THE GRANDMASTER de Wong Kar Wai

Difficile de dire que ce film, tout bordélique et parfois incohérent soit-il, est objectivement raté. Rien que parce que dans le seul plan ci-dessus, il y a sans doute plus de cinéma que dans 95 % des longs métrages sortis depuis le début de l’année. The Grandmaster est en quelque sorte la contradiction faite film : le récit sans cesse heurté et artificiellement complexe d’un homme ne visant en fait qu’à la simplicité, tant dans son art que dans ses sentiments. La quête d’une vie pour son auteur…

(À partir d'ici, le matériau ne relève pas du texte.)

PR #467, opened 2023-02-22
Fix alpha blending

### LINKED ISSUE #465: Blend modes are broken
Objects that are semi-transparent are (often?) not drawn.

Let's also add a validation example for the blend modes ...

almarklein:
Closes  #465

I introduced this regression during the update to the latest wgpu-py. I added a test to prevent that in the future.


almarklein:
Lol. Looks like our example testing has been disabled for a while. All tests (and generations) are skipped. Looks like it does not detect lavapipe correctly.

almarklein:
Lol, a few example screenshots are set back to what they were before #468.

Perdu dans des intrigues qu’il ne cesse de malmener, WKW navigue constamment dans un entre-deux dont l’équilibre et la logique semble connus de lui seul. Et à la limite, tant mieux. Le temps que le cinéaste mène son projet à bien, les biographies de Ip Man ont envahi les écrans hong-kongais en une chaîne quasi ininterrompue et par trop bourrative. La vision de l’auteur prime ici sur les figures obligées, le bruit du monde y est observé à distance, dans une tentative de domptage du chaos par la philosophie transcendantale de la pratique martiale.

Obscur jusqu’à l’aveuglement avant de céder à une limpidité émotionnelle sidérante, autant gorgé de ralentis et de plans clichés que de visions majestueusement inédites, The Grandmaster ne serait pas le même film sans son allure de brouillon impulsif. Avec le recul, il finit même par faire sens.